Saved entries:
- - - -
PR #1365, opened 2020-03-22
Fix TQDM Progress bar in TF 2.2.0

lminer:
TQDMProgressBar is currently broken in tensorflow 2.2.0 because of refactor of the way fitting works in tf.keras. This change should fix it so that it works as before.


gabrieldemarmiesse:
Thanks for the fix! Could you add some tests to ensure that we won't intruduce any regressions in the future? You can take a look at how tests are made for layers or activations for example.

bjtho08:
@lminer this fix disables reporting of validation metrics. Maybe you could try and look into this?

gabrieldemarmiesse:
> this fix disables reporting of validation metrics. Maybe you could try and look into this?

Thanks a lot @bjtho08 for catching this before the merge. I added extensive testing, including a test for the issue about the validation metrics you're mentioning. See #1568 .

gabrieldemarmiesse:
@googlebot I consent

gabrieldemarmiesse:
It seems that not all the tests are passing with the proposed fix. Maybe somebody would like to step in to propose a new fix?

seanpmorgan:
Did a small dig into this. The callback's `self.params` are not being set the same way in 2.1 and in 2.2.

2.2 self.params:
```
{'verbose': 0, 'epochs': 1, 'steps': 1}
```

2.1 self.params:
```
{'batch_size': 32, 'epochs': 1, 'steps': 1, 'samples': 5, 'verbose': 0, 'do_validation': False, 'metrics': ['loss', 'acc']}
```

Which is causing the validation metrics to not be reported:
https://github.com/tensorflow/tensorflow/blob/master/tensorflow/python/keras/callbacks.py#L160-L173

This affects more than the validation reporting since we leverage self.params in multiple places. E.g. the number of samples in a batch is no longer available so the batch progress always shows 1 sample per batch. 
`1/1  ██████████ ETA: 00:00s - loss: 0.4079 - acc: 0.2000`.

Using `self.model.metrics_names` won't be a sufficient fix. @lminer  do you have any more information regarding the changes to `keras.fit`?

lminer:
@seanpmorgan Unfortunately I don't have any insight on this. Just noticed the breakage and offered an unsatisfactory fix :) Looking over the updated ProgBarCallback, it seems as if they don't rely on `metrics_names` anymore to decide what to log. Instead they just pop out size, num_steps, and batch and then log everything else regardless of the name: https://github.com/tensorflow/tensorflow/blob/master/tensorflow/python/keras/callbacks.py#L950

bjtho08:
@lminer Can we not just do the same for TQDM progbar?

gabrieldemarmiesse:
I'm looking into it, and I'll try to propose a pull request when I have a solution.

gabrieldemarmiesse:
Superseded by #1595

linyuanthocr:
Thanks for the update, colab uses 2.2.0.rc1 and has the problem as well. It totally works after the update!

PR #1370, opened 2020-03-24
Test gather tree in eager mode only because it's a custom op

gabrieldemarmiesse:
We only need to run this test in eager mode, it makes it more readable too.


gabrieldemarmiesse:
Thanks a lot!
- - - -
**Task goal**:
Could you output the lines above, exactly as written, from the one containing "PR #1370, opened 2020-03-24" through the last, with both ends included and no others?

**Task output**:
PR #1370, opened 2020-03-24
Test gather tree in eager mode only because it's a custom op

gabrieldemarmiesse:
We only need to run this test in eager mode, it makes it more readable too.


gabrieldemarmiesse:
Thanks a lot!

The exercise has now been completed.